--- Exercise goal ---
Could you copy, exactly as written, every line from the first line of the records through the one containing "- relates https://github.com/shopware/shopware/issues/12388"?

--- Collected data entries ---

----

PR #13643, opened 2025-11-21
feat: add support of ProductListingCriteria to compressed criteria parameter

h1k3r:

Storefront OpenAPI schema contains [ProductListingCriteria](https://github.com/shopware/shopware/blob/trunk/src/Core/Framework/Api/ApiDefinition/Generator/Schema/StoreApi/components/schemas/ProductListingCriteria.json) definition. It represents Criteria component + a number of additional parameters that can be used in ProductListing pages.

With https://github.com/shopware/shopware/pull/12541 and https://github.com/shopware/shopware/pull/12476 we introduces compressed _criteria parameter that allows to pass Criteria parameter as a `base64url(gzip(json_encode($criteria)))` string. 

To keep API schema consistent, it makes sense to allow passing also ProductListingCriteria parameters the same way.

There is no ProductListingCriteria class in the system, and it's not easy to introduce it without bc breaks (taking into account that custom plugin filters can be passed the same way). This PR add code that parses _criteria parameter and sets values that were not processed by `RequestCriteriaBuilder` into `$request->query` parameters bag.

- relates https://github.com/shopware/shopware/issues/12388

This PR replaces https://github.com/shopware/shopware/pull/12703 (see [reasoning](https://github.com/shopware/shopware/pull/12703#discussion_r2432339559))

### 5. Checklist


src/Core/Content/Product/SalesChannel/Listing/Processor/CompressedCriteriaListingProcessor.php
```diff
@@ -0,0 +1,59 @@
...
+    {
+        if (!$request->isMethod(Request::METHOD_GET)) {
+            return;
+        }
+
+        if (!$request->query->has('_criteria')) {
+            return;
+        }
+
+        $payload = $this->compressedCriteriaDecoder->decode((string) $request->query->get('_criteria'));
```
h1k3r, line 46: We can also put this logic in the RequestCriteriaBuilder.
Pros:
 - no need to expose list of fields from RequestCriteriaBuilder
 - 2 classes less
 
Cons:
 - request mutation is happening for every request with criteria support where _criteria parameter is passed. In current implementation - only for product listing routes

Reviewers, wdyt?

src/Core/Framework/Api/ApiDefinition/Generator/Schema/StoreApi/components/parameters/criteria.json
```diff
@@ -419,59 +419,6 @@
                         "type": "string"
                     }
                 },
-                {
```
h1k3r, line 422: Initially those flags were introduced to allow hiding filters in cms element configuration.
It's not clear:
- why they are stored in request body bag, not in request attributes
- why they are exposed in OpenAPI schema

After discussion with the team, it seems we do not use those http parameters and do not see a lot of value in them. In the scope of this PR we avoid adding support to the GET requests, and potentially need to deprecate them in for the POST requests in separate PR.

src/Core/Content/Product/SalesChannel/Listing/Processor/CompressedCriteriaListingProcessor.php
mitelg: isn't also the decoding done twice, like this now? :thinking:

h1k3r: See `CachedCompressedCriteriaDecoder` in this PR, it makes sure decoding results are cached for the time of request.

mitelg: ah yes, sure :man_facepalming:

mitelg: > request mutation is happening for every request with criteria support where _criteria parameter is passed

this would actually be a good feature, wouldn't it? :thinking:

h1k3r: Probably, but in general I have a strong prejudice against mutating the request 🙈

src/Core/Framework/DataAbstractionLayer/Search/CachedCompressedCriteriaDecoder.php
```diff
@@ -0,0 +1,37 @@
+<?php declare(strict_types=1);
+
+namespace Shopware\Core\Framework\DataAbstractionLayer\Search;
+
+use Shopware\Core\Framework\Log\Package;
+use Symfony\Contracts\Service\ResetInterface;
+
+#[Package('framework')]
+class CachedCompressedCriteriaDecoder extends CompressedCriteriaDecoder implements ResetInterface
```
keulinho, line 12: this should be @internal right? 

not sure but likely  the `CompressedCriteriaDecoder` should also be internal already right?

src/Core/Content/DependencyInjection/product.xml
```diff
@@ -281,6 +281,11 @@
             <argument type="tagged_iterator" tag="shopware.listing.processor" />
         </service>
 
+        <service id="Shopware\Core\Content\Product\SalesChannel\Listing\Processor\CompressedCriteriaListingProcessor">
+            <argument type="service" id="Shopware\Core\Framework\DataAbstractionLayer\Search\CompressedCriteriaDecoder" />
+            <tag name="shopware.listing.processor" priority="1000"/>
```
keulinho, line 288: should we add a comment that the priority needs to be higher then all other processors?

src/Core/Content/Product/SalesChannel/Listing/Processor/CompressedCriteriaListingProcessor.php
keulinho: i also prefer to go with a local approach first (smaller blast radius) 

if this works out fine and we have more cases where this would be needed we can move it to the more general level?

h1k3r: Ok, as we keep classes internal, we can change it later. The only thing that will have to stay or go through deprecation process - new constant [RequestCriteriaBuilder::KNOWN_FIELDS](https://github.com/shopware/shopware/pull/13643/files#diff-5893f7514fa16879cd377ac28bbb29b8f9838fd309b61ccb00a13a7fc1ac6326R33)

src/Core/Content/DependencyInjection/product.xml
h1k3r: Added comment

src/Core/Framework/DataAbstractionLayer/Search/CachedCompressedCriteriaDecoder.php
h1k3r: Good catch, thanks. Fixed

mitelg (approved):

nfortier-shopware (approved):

----

--- Exercise output ---
PR #13643, opened 2025-11-21
feat: add support of ProductListingCriteria to compressed criteria parameter

h1k3r:

Storefront OpenAPI schema contains [ProductListingCriteria](https://github.com/shopware/shopware/blob/trunk/src/Core/Framework/Api/ApiDefinition/Generator/Schema/StoreApi/components/schemas/ProductListingCriteria.json) definition. It represents Criteria component + a number of additional parameters that can be used in ProductListing pages.

With https://github.com/shopware/shopware/pull/12541 and https://github.com/shopware/shopware/pull/12476 we introduces compressed _criteria parameter that allows to pass Criteria parameter as a `base64url(gzip(json_encode($criteria)))` string. 

To keep API schema consistent, it makes sense to allow passing also ProductListingCriteria parameters the same way.

There is no ProductListingCriteria class in the system, and it's not easy to introduce it without bc breaks (taking into account that custom plugin filters can be passed the same way). This PR add code that parses _criteria parameter and sets values that were not processed by `RequestCriteriaBuilder` into `$request->query` parameters bag.

- relates https://github.com/shopware/shopware/issues/12388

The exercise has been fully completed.